**PROMPT**
The reply must return each line of the data exactly.

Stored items

PR #331, opened 2022-03-07
implement localstorage trait

xzdry:
1. implement localstorage trait
2. fix a bug that two updates to the store do not trigger a view refresh

### DIFF
--- a/packages/editor/src/components/CodeEditor/StateViewer.tsx
+++ b/packages/editor/src/components/CodeEditor/StateViewer.tsx
@@ -36,17 +36,17 @@ const style = css`
 
 export const StateViewer: React.FC<{ store: Record<string, unknown> }> = ({ store }) => {
   const [filterText, setFilterText] = useState('');
-  const [refreshFlag, setRefreshFlag] = useState(false);
+  const [refreshFlag, setRefreshFlag] = useState(0);
   const data = useMemo(() => {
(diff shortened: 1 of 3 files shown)


packages/editor/src/components/CodeEditor/StateViewer.tsx
```diff
@@ -36,17 +36,17 @@ const style = css`
...
       return filterText ? key.includes(filterText) : true;
     });
-  // eslint-disable-next-line react-hooks/exhaustive-deps
+    // eslint-disable-next-line react-hooks/exhaustive-deps
   }, [store, filterText, refreshFlag]);
 
   useEffect(() => {
     const stop = watch(store, () => {
-      setRefreshFlag(v => !v);
+      setRefreshFlag(v => v + 1);
```
tanbowensg, line 49: Why can this change fix the bug?

xzdry: We use a vue proxy to listen to the store, and if we `mergeState` again during an update, it will trigger two updates
I think react's `SyntheticEvent` will merge the two updates (setRefreshFlag twice and return the initial value) so that the view is not updated    
Here is an example(data is updated, but the view is not): https://stackblitz.com/edit/react-dmnplm?file=src/App.js

tanbowensg (approved):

**THE COMPLETED TASK**
PR #331, opened 2022-03-07
implement localstorage trait

xzdry:
1. implement localstorage trait
2. fix a bug that two updates to the store do not trigger a view refresh

### DIFF
--- a/packages/editor/src/components/CodeEditor/StateViewer.tsx
+++ b/packages/editor/src/components/CodeEditor/StateViewer.tsx
@@ -36,17 +36,17 @@ const style = css`
 
 export const StateViewer: React.FC<{ store: Record<string, unknown> }> = ({ store }) => {
   const [filterText, setFilterText] = useState('');
-  const [refreshFlag, setRefreshFlag] = useState(false);
+  const [refreshFlag, setRefreshFlag] = useState(0);
   const data = useMemo(() => {
(diff shortened: 1 of 3 files shown)


packages/editor/src/components/CodeEditor/StateViewer.tsx
```diff
@@ -36,17 +36,17 @@ const style = css`
...
       return filterText ? key.includes(filterText) : true;
     });
-  // eslint-disable-next-line react-hooks/exhaustive-deps
+    // eslint-disable-next-line react-hooks/exhaustive-deps
   }, [store, filterText, refreshFlag]);
 
   useEffect(() => {
     const stop = watch(store, () => {
-      setRefreshFlag(v => !v);
+      setRefreshFlag(v => v + 1);
```
tanbowensg, line 49: Why can this change fix the bug?

xzdry: We use a vue proxy to listen to the store, and if we `mergeState` again during an update, it will trigger two updates
I think react's `SyntheticEvent` will merge the two updates (setRefreshFlag twice and return the initial value) so that the view is not updated    
Here is an example(data is updated, but the view is not): https://stackblitz.com/edit/react-dmnplm?file=src/App.js

tanbowensg (approved):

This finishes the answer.